§ **ASSIGNMENT**:
Your answer should be every line with the word "doesn", copied from the data below.

- - - - - - -

Issue #486, opened 2024-02-26
Notify the team if nightly tests fail


silvanocerza:
As of now nightly test never notify the Core team if there's any failure.

We should add a job to let the team know that there are failures so we can fix it promptly.

masci:
Let's do this after https://github.com/deepset-ai/haystack-core-integrations/issues/435

PR #577, opened 2024-03-13
Notify nightly failures

anakin87:
Part of #486
Based on #574. **Do not merge before the base has been merged.** 

As discussed, I added a notification step to each integration workflow:
if the test is a nightly run (== is scheduled) and fails, a corresponding event is sent to Datadog, which then takes care of notifications using a specifically configured Monitor.

To reduce duplication, I created a composite action to send events to Datadog.
As you may have noticed, I ran several manual tests.


masci (approved):
Nice! 🚢

PR #594, opened 2024-03-18
Fix opensearch errors bulk write

### LINKED ISSUE #547: OpenSearch Bulk error doesn't contain "create" key
**Describe the bug**
When calling `write_documents` from OpenSearch vector store, if something goes wrong the error is treated with this line:
```python
        if errors:
            duplicate_errors_ids = []
            other_errors = []
            for e in errors:
                error_type = e["create"]["error"]["type"]
```
https://github.com/deepset-ai/haystack-core-integrations/blob/4998a7a6d840070d87f838c73cdf9010aba16865/integrations/opensearch/src/haystack_integrations/document_stores/opensearch/document_store.py#L184

However today in production I come across a problem with `write_documents` and the `bulk` funciton where the error code doesn't actually contains the `"create"` key.

CloudWatch (AWS) logs:
```
2024-03-06T09:10:38.444+01:00 Creating embeddings: 100%\|██████████\| 1/1 [00:00<00:00,  1.02it/s]

2024-03-06T09:10:38.475+01:00 03/06/2024 08:10:38 AM 'create'
```
**To Reproduce**
No idea how to reproduce as I don't have the real error due to this logic.

 - OS: Ubuntu Docker Container
 - Haystack version: 2.0 beta 8
 - Integration version: OpenSearch v0.2.0

silvanocerza:
Fix #547

### DIFF
--- a/integrations/opensearch/src/haystack_integrations/document_stores/opensearch/document_store.py
+++ b/integrations/opensearch/src/haystack_integrations/document_stores/opensearch/document_store.py
@@ -181,6 +181,9 @@ class OpenSearchDocumentStore:
             duplicate_errors_ids = []
             other_errors = []
             for e in errors:
+                if "create" not in e:
+                    other_errors.append(e)
+                    continue
                 error_type = e["create"]["error"]["type"]
                 if policy == DuplicatePolicy.FAIL and error_type == "version_conflict_engine_exception":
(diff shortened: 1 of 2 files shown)


silvanocerza:
Merging as I already reviewed the change and added a test to verify it's working properly.

Issue #595, opened 2024-03-18
Integration tests are skipped


anakin87:
Currently, some of the tests for these integrations are skipped because the expected env var is not set:
- ~ragas~ 
- ~uptrain~
- ~deepeval~ 
- [x] nvidia
- [x] gradient https://github.com/deepset-ai/haystack-core-integrations/pull/625
- [x] astra https://github.com/deepset-ai/haystack-core-integrations/pull/623

It happens for different reasons. We should understand why and fix this issue.

silvanocerza:
API key for Nvidia integration added, integration tests should run now.

anakin87:
@silvanocerza yes!
Those with nvcf backend run fine: https://github.com/deepset-ai/haystack-core-integrations/actions/runs/8444638551/job/23146314844

PR #596, opened 2024-03-18
evaluation components - use API keys in tests

anakin87:
part of #595


masci (approved):
Some tests expected to fail for unrelated reasons

PR #597, opened 2024-03-18
Add NIM backend support

silvanocerza:


integrations/nvidia/src/haystack_integrations/components/embedders/nvidia/_nvcf_backend.py
```diff
@@ -12,11 +50,7 @@ class EmbeddingsRequest:
     encoding_format: Literal["float", "base64"] = "float"
 
     def __post_init__(self):
-        if isinstance(self.input, list):
-            if len(self.input) > MAX_INPUTS:
-                msg = f"The number of inputs should not exceed {MAX_INPUTS}"
-                raise ValueError(msg)
-        else:
+        if not isinstance(self.input, list):
```
shadeMe, line 53: Why did we remove the max inputs check?

integrations/nvidia/src/haystack_integrations/components/generators/nvidia/_nvcf_backend.py
```diff
@@ -0,0 +1,120 @@
+from dataclasses import asdict, dataclass
+from typing import Any, Dict, List, Optional, Tuple
+
+from haystack.utils.auth import Secret
+from haystack_integrations.utils.nvidia import NvidiaCloudFunctionsClient
+
+from .backend import GeneratorBackend
+
+MAX_INPUT_STRING_LENGTH = 2048
```
shadeMe, line 9: We don't use these to perform any checks. We should do that.

shadeMe (changes requested):

integrations/nvidia/src/haystack_integrations/components/generators/nvidia/_nvcf_backend.py
shadeMe: Not required for generators, apparently.

shadeMe (approved):
Ship it far!

PR #605, opened 2024-03-20
CI: push docs when releasing a new version

### LINKED ISSUE #479: Push integration docs only when releasing a new version
As of now the docs for any integration are updated whenever a change is merged in `main`. 

This is wrong as we might publish documentation for features or changes that have yet to be released.
We should change the workflow to push documentation only when there is a new release for that integration.

anakin87:
fixes #479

- - - - - - -

§ **FINISHED EXERCISE**:
### LINKED ISSUE #547: OpenSearch Bulk error doesn't contain "create" key
However today in production I come across a problem with `write_documents` and the `bulk` funciton where the error code doesn't actually contains the `"create"` key.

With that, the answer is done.